Karl Marx et Friedrich Engels dans « Adresse du Comité Central à la Ligue des communistes » (1850) :

« Les ouvriers contribueront eux-mêmes à leur victoire définitive bien plus par le fait qu’ils prendront conscience de leurs intérêts de classe, se poseront dès que possible en parti indépendant et ne se laisseront pas un instant détourner - par les phrases hypocrites des petits bourgeois démocratiques - de l’organisation autonome du parti du prolétariat. Leur cri de guerre doit être : La révolution en permanence ! »

Engels, extrait de Quelques mots sur l’histoire des communistes, 1885. A propos de l’autodissolution de la Ligue des Communistes en 1852, Engels évoque la non-nécessité d’une organisation officielle du prolétariat allemand et international :

« Avec le procès de Cologne se termine cette première période du mouvement ouvrier communiste allemand.
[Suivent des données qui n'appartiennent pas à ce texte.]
PR #7, opened 2021-08-20
Added a helper function for reading struct values

rc-dbogle:
This might also help with stack space usage

### DIFF
--- a/src/programs.c
+++ b/src/programs.c
@@ -1305,9 +1305,23 @@ int kretprobe__ret_ip6_local_out(struct pt_regs *ctx)
     u64 loaded = CRC_LOADED;
     loaded = (u64)bpf_map_lookup_elem(&offsets, &loaded);
 
-    read_value(skbuff_base, CRC_SKBUFF_HEAD, &skb_head, sizeof(skb_head));
-    read_value(skbuff_base, CRC_TRANSPORT_HDR, &transport_header, sizeof(transport_header));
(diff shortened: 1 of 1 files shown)


src/programs.c
```diff
@@ -1293,29 +1305,15 @@ int kretprobe__ret_ip6_local_out(struct pt_regs *ctx)
...
 
-    u64 skb_head_offset = CRC_SKBUFF_HEAD;
-    skb_head_offset = (u64)bpf_map_lookup_elem(&offsets, &skb_head_offset);
-
-    u64 transport_hdr_offset = CRC_TRANSPORT_HDR;
-    transport_hdr_offset = (u64)bpf_map_lookup_elem(&offsets, &transport_hdr_offset);
-
-    u64 network_hdr_offset = CRC_NETWORK_HDR;
-    network_hdr_offset = (u64)bpf_map_lookup_elem(&offsets, &network_hdr_offset);
+    read_value(skbuff_base, CRC_SKBUFF_HEAD, &skb_head, sizeof(skb_head));
```
bjackson41, line 1308: previously we exited early if we were unable to find the offset. do we need to check if the ret is `-1` and exit if so?

```
    if (!skb_head_offset || !transport_hdr_offset || !network_hdr_offset)
    {
        return 0;
    }
```

rc-dbogle: Yea. Good call. I'll update that logic

bjackson41 (approved):

PR #8, opened 2021-08-24
Process events v2

RafaelOrtizRC:
* Adds support for full executable path, filename plus PWD
* Bump ARGV and ENVP grabbing to 4.11+ kernels with `bpf_probe_read_str`


src/programs.c
```diff
@@ -988,26 +1104,99 @@ static __always_inline int enter_exec(syscall_pattern_type_t sp, int fd,
...
     push_telemetry_event(ev);
 
-    bpf_tail_call(ctx, &tail_call_table, 0);
+    bpf_map_update_elem(&telemetry_ids, &pid, &id, BPF_ANY);
 
+    u32 count = 0;
+    char br = 0;
+    //READ_VALUE_N(ev, TE_EXE_PATH, exe, 5); // TODO: is this necessary?
+
+Pwd:;
```
rc-grey, line 1158: Extra semi colon - doesn't really matter in c, but meh

rc-grey (approved):

src/programs.c
RafaelOrtizRC: This is intentional, the label expects a statement.

See: https://stackoverflow.com/questions/8384388/variable-declaration-after-goto-label

src/programs.c
```diff
@@ -988,26 +1104,99 @@ static __always_inline int enter_exec(syscall_pattern_type_t sp, int fd,
...
+    u64 offset = 0;
```
rc-dbogle, line 1159: Seems like this spot has a lot of repetitive code. Could we declare and inline function or macro to clean this up a bit? The `SET_OFFSET` and `FOLLOW_PTR` macros might work I think if you made them a bit more generic.

rc-dbogle (changes requested):
I think there is some repetitive code that we could combine into a function or macro.

src/programs.c
```diff
@@ -330,36 +332,83 @@ static __always_inline syscall_pattern_type_t ptrace_syscall_pattern(u32 request
...
-            bpf_probe_read(&pts, sizeof(pts), ts + *(u32 *)real_parent_offset);                         \
-            if (pts)                                                                                    \
-            {                                                                                           \
-                bpf_probe_read(&ppid, sizeof(ppid), pts + *(u32 *)ppid_offset);                         \
-            }                                                                                           \
-            bpf_probe_read(&luid, sizeof(luid), ts + *(u32 *)luid_offset);                              \
-        }                                                                                               \
+#define FILL_TELEMETRY_SYSCALL_RET(E, SP) \
+
+#define SET_OFFSET(CRC) \
```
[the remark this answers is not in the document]
RafaelOrtizRC: That looks like it should work, I'll try it out. My only concern is inflating the instruction count since the `4_11` probe is very close to the `4096` limit.

src/programs.c
RafaelOrtizRC: ea1cf31

rc-dbogle (approved):
Looks awesome!

PR #12, opened 2021-09-03
fix missing events with legitimate 0

RafaelOrtizRC:
We were missing events with values that were legitimately 0, due to some leftover null checks. I moved the pointer null check into `read_value()` and removed it from the `GET_OFFSET_4_8` macro. Tested and working with loginuid 0 (root).


rc-dbogle (approved):
Looks good.

PR #14, opened 2021-09-17
root namespace pid

RafaelOrtizRC:
We were previously returning the return code from a `fork` family syscall as-is, which gives the child PID in its namespace. This removes several `TE_RETCODE` events for `fork` family calls and replaces them with a single `TE_RETCODE` which contains the child's PID in the root namespace, which we get from `uprobe_copy_process`. This function is called towards the end of `copy_process` and has the child's `task_struct` as its first argument. It appears to be consistently exported in the distros I've tested and is available from 4.11 onwards. `copy_process` and `klp_copy_process` were two other candidates, but were not available on all systems.

### DIFF
--- a/src/programs.c
+++ b/src/programs.c
@@ -2165,8 +2165,12 @@ int kretprobe__ret_sys_clone3(struct pt_regs *ctx)
     return exit_clone3(ctx);
 }
 
-SEC("kprobe/uprobe_copy_process")
-int kprobe__uprobe_copy_process(struct pt_regs *ctx)
+// This probe can generically read the pid from a task_struct at any point
+// where the first argument is a pointer to a task_struct, the event emit
+// is a RETCODE with the correct PID, intended for use with tracing fork,
+// clone, etc.
+SEC("kprobe/read_pid_task_struct")
+int kprobe__read_pid_task_struct(struct pt_regs *ctx)
 {
     // get new current
     void *ts = (void *)PT_REGS_PARM1(ctx);
--- a/src/programs.c
+++ b/src/programs.c
@@ -2197,6 +2197,9 @@ int kprobe__read_pid_task_struct(struct pt_regs *ctx)
     u64 ppid_tgid = (u64) ptgid << 32 | ppid;
     u64 *id = bpf_map_lookup_elem(&telemetry_ids, &ppid_tgid);
 
+    if (!id)
+        return -1;
+
     // send event with ID
     ptelemetry_event_t ev = &(telemetry_event_t){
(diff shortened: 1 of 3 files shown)


src/types.h
```diff
@@ -314,7 +314,11 @@ typedef struct
             char value[VALUE_SIZE];
             char truncated;
         } v;
-        u64 retcode;
+        struct
```
rc-dbogle, line 317: Why put it in a struct instead of just adding another field?

src/programs.c
```diff
@@ -2178,6 +2165,61 @@ int kretprobe__ret_sys_clone3(struct pt_regs *ctx)
...
+        .id = 0,
+        .done = TRUE,
+        .telemetry_type = 0,
+        .u.v = {
+                .value[0] = '\0',
+                .truncated = FALSE,
+                },
+        };
+
+    if (!id)
```
rc-dbogle, line 2211: Seems like this check would make sense to be right after the map lookup. Not strictly required but I think it would flow a bit better that way and then you wouldn't need to initialize the telemetry event in the case that the map lookup failed for some reason

rc-dbogle (changes requested):

src/types.h
RafaelOrtizRC: I'm not crazy about this, but because this change 'replaces' the retcodes for the `clone`/`fork` family calls, I wanted to keep them together somehow. As in, the retcode was _some value_ and but the true `pid` is _some other value_. We probably want a way to grab both the true PID and the namespaced PID.

src/programs.c
RafaelOrtizRC: I stuck it down here because it was the line I was looking at when the verifier complained. It's definitely cleaner up top.
5da8884ffc5ffb81d57a75b463687107cca99979

src/types.h
rc-dbogle: That's fair. If they are mutually exclusive though (we always use one or the other) wouldn't a union make sense? Unless there is a case where we would want both. Either way I don't think it is a huge deal. Just seemed a bit odd at first glance.

RafaelOrtizRC: Even though this should be safe, unions are _discouraged_ by Rust. The use case for a struct would be returning the `fork` retcode (child PID in namespace) alongside the true PID. Although that would require two different probes, with two different messages, so a union is probably more appropriate. 

I think I just talked myself into a union. 567dc34aff74f0aad82406df6b0a206cca61933c

rc-grey (approved):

Immédiatement après la condamnation, nous procédâmes à la dissolution de notre Ligue, et quelques mois plus tard, la fédération séparatiste Willich-Schapper mourait de sa belle mort.
Entre l’époque d’alors et celle d’aujourd’hui, une génération a passé. En ce temps-là, l’Allemagne était un pays d’artisanat et d’industrie à domicile fondée sur le travail manuel ; aujourd’hui, c’est un grand pays industriel, encore en état de continuelle transformation...
...Aujourd’hui, le prolétariat allemand n’a plus besoin d’organisation officielle ni publique ni secrète ; la liaison simple et naturelle de compagnons appartenant à la même classe sociale et professant les mêmes idées suffit, sans statuts, ni comités directeurs, ni résolutions ou autres formes tangibles, à ébranler tout l’empire allemand. Bismarck est l’arbitre en Europe, de l’autre côté de nos frontières ; mais à l’intérieur des frontières grandit, plus menaçante chaque jour, la personnalité athlétique du prolétariat allemand, le géant que Marx prévoyait dès 1844, qui se trouve déjà à l’étroit dans le cadre de l’empire fait à la mesure du philistin bourgeois, et qui, dans un avenir prochain, lorsque sa stature puissante et ses larges épaules se seront encore développées, n’aura qu’à se lever de son siège pour faire sauter tout l’édifice de la constitution impériale. Bien plus. Le mouvement international du prolétariat américain et européen est à cette heure devenu tellement puissant que non seulement sa forme première et étroite - la Ligue secrète - mais encore sa seconde forme, infiniment plus vaste - l’Association publique internationale des travailleurs - lui est devenue une entrave, et que le simple sentiment de solidarité, fondé sur l’intelligence d’une même situation de classe, suffit à créer et à maintenir, parmi les travailleurs de tout pays et de toute langue, un seul et même grand parti du prolétariat. »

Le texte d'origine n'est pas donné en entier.